- Exercise inputs
☆ ☆ ☆ ☆

PR #33, opened 2016-02-01
Soft-delete Submissions to reset student state

efischer19:
Previous methods of "deleting state" for a student had just issued
reset scores, so the (unscored) submission was still hanging around.
With this change, the submission can be "deleted" for all django-
relevant purposes, while still remaining in the database in case
it turns out to be interesting to analytics later.

Supersedes https://github.com/edx/edx-submissions/pull/32.
Sibling change to https://github.com/edx/edx-platform/pull/11371 and https://github.com/edx/edx-ora2/pull/862

### DIFF
--- a/submissions/api.py
+++ b/submissions/api.py
@@ -217,7 +217,7 @@ def get_submission(submission_uuid, read_replica=False):
             msg="submission_uuid ({!r}) must be a string type".format(submission_uuid)
         )
 
-    cache_key = "submissions.submission.{}".format(submission_uuid)
+    cache_key = Submission.get_cache_key(submission_uuid)
     try:
         cached_submission_data = cache.get(cache_key)
     except Exception as ex:
@@ -627,8 +627,10 @@ def get_latest_score_for_submission(submission_uuid, read_replica=False):
 
     """
     try:
+        # Ensure that submission_uuid is valid before fetching score
+        submission_model = Submission.objects.get(uuid=submission_uuid)
         score_qs = Score.objects.filter(
-            submission__uuid=submission_uuid
+            submission__uuid=submission_model.uuid
         ).order_by("-id").select_related("submission")
 
         if read_replica:
@@ -637,13 +639,13 @@ def get_latest_score_for_submission(submission_uuid, read_replica=False):
         score = score_qs[0]
         if score.is_hidden():
             return None
-    except IndexError:
+    except (IndexError, Submission.DoesNotExist):
         return None
 
     return ScoreSerializer(score).data
 
 
-def reset_score(student_id, course_id, item_id):
+def reset_score(student_id, course_id, item_id, clear_state=False):
     """
     Reset scores for a specific student on a specific problem.
 
@@ -655,6 +657,7 @@ def reset_score(student_id, course_id, item_id):
         student_id (unicode): The ID of the student for whom to reset scores.
         course_id (unicode): The ID of the course containing the item to reset.
         item_id (unicode): The ID of the item for which to reset scores.
+        clear_state (bool): If True, will appear to delete any submissions associated with the specified StudentItem
 
     Returns:
         None
@@ -683,6 +686,16 @@ def reset_score(student_id, course_id, item_id):
             course_id=course_id,
             item_id=item_id,
         )
+
+        if clear_state:
+            for sub in student_item.submission_set.all():
+                # soft-delete the Submission
+                sub.status = Submission.DELETED
+                sub.save(update_fields=["status"])
+
+                # Also clear out cached values
+                cache_key = Submission.get_cache_key(sub.uuid)
+                cache.delete(cache_key)
 
     except DatabaseError:
         msg = (
--- a/submissions/migrations/0003_submission_status.py
+++ b/submissions/migrations/0003_submission_status.py
@@ -1,0 +1,19 @@
+# -*- coding: utf-8 -*-
+from __future__ import unicode_literals
+
+from django.db import migrations, models
+
+
+class Migration(migrations.Migration):
+
+    dependencies = [
+        ('submissions', '0002_auto_20151119_0913'),
+    ]
+
+    operations = [
+        migrations.AddField(
+            model_name='submission',
+            name='status',
+            field=models.CharField(default=b'A', max_length=1, choices=[(b'D', b'Deleted'), (b'A', b'Active')]),
+        ),
+    ]
--- a/submissions/models.py
+++ b/submissions/models.py
@@ -124,6 +124,27 @@ class Submission(models.Model):
     # name so it continues to use `raw_answer`.
     answer = JSONField(blank=True, db_column="raw_answer")
 
+    # Has this submission been soft-deleted? This allows instructors to reset student
+    # state on an item, while preserving the previous value for potential analytics use.
+    DELETED = 'D'
+    ACTIVE = 'A'
+    STATUS_CHOICES = (
+        (DELETED, 'Deleted'),
+        (ACTIVE, 'Active'),
+    )
+    status = models.CharField(max_length=1, choices=STATUS_CHOICES, default=ACTIVE)
+
+    # Override the default Manager with our custom one to filter out soft-deleted items
+    class SoftDeletedManager(models.Manager):
+        def get_queryset(self):
+            return super(Submission.SoftDeletedManager, self).get_queryset().exclude(status=Submission.DELETED)
+
+    objects = SoftDeletedManager()
+
+    @staticmethod
+    def get_cache_key(sub_uuid):
+        return "submissions.submission.{}".format(sub_uuid)
+
     def __repr__(self):
         return repr(dict(
             uuid=self.uuid,
--- a/submissions/tests/test_api.py
+++ b/submissions/tests/test_api.py
@@ -573,6 +573,27 @@ class TestSubmissionsApi(TestCase):
             )
         self.assertEqual(cached_scores, scores)
 
+    def test_clear_state(self):
+        # Create a submission, give it a score, and verify that score exists
+        submission = api.create_submission(STUDENT_ITEM, ANSWER_ONE)
+        api.set_score(submission["uuid"], 11, 12)
+        score = api.get_score(STUDENT_ITEM)
+        self._assert_score(score, 11, 12)
+        self.assertEqual(score['submission_uuid'], submission['uuid'])
+
+        # Reset the score with clear_state=True
+        # This should set the submission's score to None, and make it unavailable to get_submissions
+        api.reset_score(
+            STUDENT_ITEM["student_id"],
+            STUDENT_ITEM["course_id"],
+            STUDENT_ITEM["item_id"],
+            clear_state=True,
+        )
+        score = api.get_score(STUDENT_ITEM)
+        self.assertIsNone(score)
+        subs = api.get_submissions(STUDENT_ITEM)
+        self.assertEqual(subs, [])
+
     @raises(api.SubmissionRequestError)
     def test_error_on_get_top_submissions_too_few(self):
         student_item = copy.deepcopy(STUDENT_ITEM)


submissions/models.py
```diff
@@ -33,6 +33,11 @@
     providing_args=['anonymous_user_id', 'course_id', 'item_id']
 )
 
+# In order to allow for effective soft-deletes, we want to override the default Manager for several object types
+class SoftDeletedManager(models.Manager):
+    def get_queryset(self):
+        #By default, filter out any soft-deleted records for classes using this manager
+        return super(SoftDeletedManager, self).get_queryset().filter(deleted=False)
```
efischer19: @mulby, I'm curious if this approach to soft-deleting will meet everyone's needs. By overriding the `objects` manager for the relevant classes, we'll essentially be hiding the deleted records from any query internal to the djangoapp.

When the data is gathered for analytics, is it accessed using django models (e.g. `Submissions.objects.all()`), or taken straight from the database using other methods? Is the same true for instuctor-initiated data downloads?

mulby: When we export to researchers we just dump the data directly out of the database using a MySQL CLI so it won't use the model.

I'm not sure about the downloadable reports. @ormsbee might know?

efischer19: Thanks @mulby, that's very helpful.

I found the PR where @cahrens is working on the data downloads here(https://github.com/edx/edx-platform/pull/11167), and it's also using SQL instead of models, so I think we'll be covered on all fronts.

submissions/api.py
```diff
@@ -637,12 +639,69 @@ def get_latest_score_for_submission(submission_uuid, read_replica=False):
...
+            cache_key = "submissions.submission.{}".format(sub.uuid)
+            cache.delete(cache_key)
+            sub.deleted = True
+            sub.save()
+
+        # ScoreSummary and StudentItem have uniqueness constraints that make soft-deleting problematic
+        # Luckily, creating a reset score will handle our needs adequately
+        Score.create_reset_score(student_item)
+
+        # TODO: the top scores cache is automatically invalidated after 5 minutes, should we rely on that instead of doing it manually here?
```
efischer19: Open question for reviewers here, the manual cache clearing is a bit unwieldy since `number` is included in the keys, is it worth doing anyways or should we let the cache expire?

submissions/models.py
```diff
@@ -33,6 +33,11 @@
     providing_args=['anonymous_user_id', 'course_id', 'item_id']
 )
 
+# In order to allow for effective soft-deletes, we want to override the default Manager for several object types
+class SoftDeletedManager(models.Manager):
+    def get_queryset(self):
+        #By default, filter out any soft-deleted records for classes using this manager
+        return super(SoftDeletedManager, self).get_queryset().exclude(deleted=True)
```
efischer19: @maxrothman, could we chat sometime about the performance implication of this approach? We're effectively adding a `WHERE NOT ('submissions_submission'.'deleted' = True)` clause to every query django makes to the `submissions` table. We're expecting a very large percentage of items to have `deleted` be False, the only ones that will be True are those the the instructor has individually chosen for use with the `Delete Student State` tool.

Does this set your devops-spidey senses tingling? Is there a way we could do this more intelligently?

Ticket for reference: https://openedx.atlassian.net/browse/TNL-3880

ormsbee:
Sorry for coming late and asking a stupid question, but why is it necessary to delete their submission? It isn't enough to delete the `submission_id` that is in their student module state for the problem?

efischer19:
That's actually a really good question @ormsbee - the impetus for this work is https://openedx.atlassian.net/browse/TNL-3880.

The reason this is a bug that's only now appearing is staff tools - this block allows us to look up a submission for a student given a username, without checking the student's module state: https://github.com/edx/edx-ora2/blob/master/openassessment/xblock/staff_area_mixin.py#L338

Looking into it more just now, it seems that the reported buggy behavior only appears when using staff tools to "find" a "deleted" submission, this puts everything into a bad state (for the current staff user). However, refreshing the page gets everything back to where it needs to be.

So I suppose we could do a simple fix, and have that staff access codepath also check to ensure the submission is valid. But then again, we may end up in this position again if there's a different place that tries to get a "deleted" submission, since it's only "deleted" insofar as the student module drops it's record.

submissions/api.py
```diff
@@ -637,12 +639,69 @@ def get_latest_score_for_submission(submission_uuid, read_replica=False):
...
+        )
+
+        # There will *usually* only be one submission, but that's not guaranteed so "delete" all items
+        submissions = student_item.submission_set.all()
+        ret_vals = [sub.uuid for sub in submissions]
+        for sub in submissions:
+            cache_key = "submissions.submission.{}".format(sub.uuid)
+            cache.delete(cache_key)
+            sub.deleted = True
+            sub.save()
```
efischer19: This cache clearing needs to happen no matter which of the 3 unlinking options we end up choosing

efischer19:
This is the SQL that will be run with the new status column migration:
```
edxapp@precise64:~/edx-platform$ ./manage.py lms --settings=devstack sqlmigrate submissions 0003
BEGIN;
ALTER TABLE `submissions_submission` ADD COLUMN `status` varchar(1) DEFAULT 'A' NOT NULL;
ALTER TABLE `submissions_submission` ALTER COLUMN `status` DROP DEFAULT;

COMMIT;
```

submissions/migrations/0003_submission_status.py
```diff
@@ -0,0 +1,19 @@
...
+        ('submissions', '0002_auto_20151119_0913'),
+    ]
+
+    operations = [
+        migrations.AddField(
+            model_name='submission',
+            name='status',
+            field=models.CharField(default=b'A', max_length=1, choices=[(b'D', b'Deleted'), (b'A', b'Active')]),
+        ),
+    ]
```
efischer19: @maxrothman (and FYI @scottrish), here's the timing data I got from my sandbox. 90 seconds to apply the migration to a table with 700,000 rows.

```
mysql> show create procedure stuff_submissions_tables;
+--------------------------+--------------------------------------------+--------------------------------------------------------------------------------------------------------------------------------------------------------------------------------------------------------------------------------------------------------------------------------------------------------------------------------------------------------------------------------------------------------+----------------------+----------------------+--------------------+
| Procedure                | sql_mode                                   | Create Procedure                                                                                                                                                                                                                                                                                                                                                                                       | character_set_client | collation_connection | Database Collation |
+--------------------------+--------------------------------------------+--------------------------------------------------------------------------------------------------------------------------------------------------------------------------------------------------------------------------------------------------------------------------------------------------------------------------------------------------------------------------------------------------------+----------------------+----------------------+--------------------+
| stuff_submissions_tables | STRICT_TRANS_TABLES,NO_ENGINE_SUBSTITUTION | CREATE DEFINER=`root`@`localhost` PROCEDURE `stuff_submissions_tables`(in numRows int)
begin
declare i int;
set i = 1;
start transaction;
while i < numRows do
insert into submissions_studentitem values(i, uuid(), uuid(), uuid(), "openassessment");
insert into submissions_submission values (i, uuid(), 1, now(), now(), concat(uuid(), uuid(), uuid()), i);
set i = i+1;
end while;
commit;
end | utf8                 | utf8_general_ci      | utf8_general_ci    |
+--------------------------+--------------------------------------------+--------------------------------------------------------------------------------------------------------------------------------------------------------------------------------------------------------------------------------------------------------------------------------------------------------------------------------------------------------------------------------------------------------+----------------------+----------------------+--------------------+
1 row in set (0.00 sec)

mysql> call stuff_submissions_tables(700000);
Query OK, 0 rows affected (1 min 41.62 sec)

mysql> select count(*) from submissions_submission;
+----------+
| count(*) |
+----------+
|   699999 |
+----------+
1 row in set (0.14 sec)

mysql> exit
Bye
[efischer19-sandbox] efischer19@efischer19 i-6fd3e6ea:~$ time sudo -u www-data /edx/bin/python.edxapp /edx/bin/manage.edxapp lms --settings aws migrate submissions 0003

Operations to perform:
  Target specific migration: 0003_submission_status, from submissions
Running migrations:
  Rendering model states... DONE
  Applying submissions.0003_submission_status... OK

real	1m29.847s
user	0m3.460s
sys	0m0.412s
```

efischer19: We're going to have to make a call here on feasibility (@e0d devops and @scottrish product).

Using the search linked below, we're looking at 500-1000 requests per hour, or on the order of tens per minute. @maxrothman and I have estimated that, given that request rate and the above timing data for a database not under load, we're looking at an upper bound of several hundred request failures during the migration. Is this an acceptable outage? It will only apply to users who are hitting the submissions database, which is only used by ORA and has a cache that will remain unaffected.

http://splunk.edx.org/en-US/app/search/search?earliest=-7d%40h&latest=now&q=search%20index%3D%22prod-edx%22%20sourcetype%3Dedx%20%22submissions.api%22%20NOT%20%22(cached)%22%20%7C%20timechart%20span%3D1h%20count%20by%20log_level&display.page.search.tab=visualizations&display.general.type=visualizations&sid=1455135927.4182068

efischer19:
@maxrothman @e0d @scottrish Here's the data I got from running the new no-default migration. It's about a 50% reduction in time, so more like 2 minutes than 3 for production (probably). I've tested, and this does still require a table lock,  causing errors for users making submissions during the migration. If we're not comfortable with this outage, we'll need to explore other options.
```
mysql> select count(*) from submissions_submission;
+----------+
| count(*) |
+----------+
|   700000 |
+----------+
1 row in set (0.12 sec)

mysql> select * from submissions_submission limit 10;
+----+--------------------------------------+----------------+----------------------------+----------------------------+--------------------------------------------------------------------------------------------------------------+-----------------+
| id | uuid                                 | attempt_number | submitted_at               | created_at                 | raw_answer                                                                                                   | student_item_id |
+----+--------------------------------------+----------------+----------------------------+----------------------------+--------------------------------------------------------------------------------------------------------------+-----------------+
|  1 | a52dbedc-d027-11e5-b22d-0a4b0a301c3f |              1 | 2016-02-10 18:53:59.000000 | 2016-02-10 18:53:59.000000 | a52dbef6-d027-11e5-b22d-0a4b0a301c3fa52dbef9-d027-11e5-b22d-0a4b0a301c3fa52dbf01-d027-11e5-b22d-0a4b0a301c3f |               1 |
|  2 | a52dc2c6-d027-11e5-b22d-0a4b0a301c3f |              1 | 2016-02-10 18:53:59.000000 | 2016-02-10 18:53:59.000000 | a52dc2d0-d027-11e5-b22d-0a4b0a301c3fa52dc2d3-d027-11e5-b22d-0a4b0a301c3fa52dc2d6-d027-11e5-b22d-0a4b0a301c3f |               2 |
|  3 | a52dc48d-d027-11e5-b22d-0a4b0a301c3f |              1 | 2016-02-10 18:53:59.000000 | 2016-02-10 18:53:59.000000 | a52dc495-d027-11e5-b22d-0a4b0a301c3fa52dc497-d027-11e5-b22d-0a4b0a301c3fa52dc499-d027-11e5-b22d-0a4b0a301c3f |               3 |
|  4 | a52dc621-d027-11e5-b22d-0a4b0a301c3f |              1 | 2016-02-10 18:53:59.000000 | 2016-02-10 18:53:59.000000 | a52dc628-d027-11e5-b22d-0a4b0a301c3fa52dc62a-d027-11e5-b22d-0a4b0a301c3fa52dc62c-d027-11e5-b22d-0a4b0a301c3f |               4 |
|  5 | a5348fb8-d027-11e5-b22d-0a4b0a301c3f |              1 | 2016-02-10 18:53:59.000000 | 2016-02-10 18:53:59.000000 | a5348fcf-d027-11e5-b22d-0a4b0a301c3fa5348fd1-d027-11e5-b22d-0a4b0a301c3fa5348fd6-d027-11e5-b22d-0a4b0a301c3f |               5 |
|  6 | a53491ae-d027-11e5-b22d-0a4b0a301c3f |              1 | 2016-02-10 18:53:59.000000 | 2016-02-10 18:53:59.000000 | a53491b6-d027-11e5-b22d-0a4b0a301c3fa53491b8-d027-11e5-b22d-0a4b0a301c3fa53491bb-d027-11e5-b22d-0a4b0a301c3f |               6 |
|  7 | a5376e32-d027-11e5-b22d-0a4b0a301c3f |              1 | 2016-02-10 18:53:59.000000 | 2016-02-10 18:53:59.000000 | a5376e3f-d027-11e5-b22d-0a4b0a301c3fa5376e41-d027-11e5-b22d-0a4b0a301c3fa5376e46-d027-11e5-b22d-0a4b0a301c3f |               7 |
|  8 | a5377060-d027-11e5-b22d-0a4b0a301c3f |              1 | 2016-02-10 18:53:59.000000 | 2016-02-10 18:53:59.000000 | a5377068-d027-11e5-b22d-0a4b0a301c3fa537706a-d027-11e5-b22d-0a4b0a301c3fa537706d-d027-11e5-b22d-0a4b0a301c3f |               8 |
|  9 | a53771ed-d027-11e5-b22d-0a4b0a301c3f |              1 | 2016-02-10 18:53:59.000000 | 2016-02-10 18:53:59.000000 | a53771f4-d027-11e5-b22d-0a4b0a301c3fa53771f6-d027-11e5-b22d-0a4b0a301c3fa53771f8-d027-11e5-b22d-0a4b0a301c3f |               9 |
| 10 | a5377364-d027-11e5-b22d-0a4b0a301c3f |              1 | 2016-02-10 18:53:59.000000 | 2016-02-10 18:53:59.000000 | a537736b-d027-11e5-b22d-0a4b0a301c3fa537736d-d027-11e5-b22d-0a4b0a301c3fa537736f-d027-11e5-b22d-0a4b0a301c3f |              10 |
+----+--------------------------------------+----------------+----------------------------+----------------------------+--------------------------------------------------------------------------------------------------------------+-----------------+
10 rows in set (0.00 sec)

mysql> exit
Bye
[efischer19-sandbox] efischer19@efischer19 i-6fd3e6ea:~$ sudo -u www-data /edx/bin/python.edxapp /edx/bin/manage.edxapp lms --settings aws sqlmigrate submissions 0003
BEGIN;
ALTER TABLE `submissions_submission` ADD COLUMN `status` varchar(1) NULL;

COMMIT;
[efischer19-sandbox] efischer19@efischer19 i-6fd3e6ea:~$ time sudo -u www-data /edx/bin/python.edxapp /edx/bin/manage.edxapp lms --settings aws migrate submissions 0003

Operations to perform:
  Target specific migration: 0003_submission_status, from submissions
Running migrations:
  Rendering model states... DONE
  Applying submissions.0003_submission_status... OK

real	1m7.989s
user	0m3.468s
sys	0m0.424s

**Comment by ormsbee** [comment]
Can we just add a new table, do a join, and only have values in that table
for non-default statuses?

**Comment by maxrothman** [comment]
@efischer19 could you post the SQL the new migration runs?

**Comment by efischer19** [comment]
Sorry @maxrothman, meant to include that above.
```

☆ ☆ ☆ ☆

- Assignment
Every line holding the word "atlassian" should be copied out of the records above.

- Written answer
Ticket for reference: https://openedx.atlassian.net/browse/TNL-3880
That's actually a really good question @ormsbee - the impetus for this work is https://openedx.atlassian.net/browse/TNL-3880.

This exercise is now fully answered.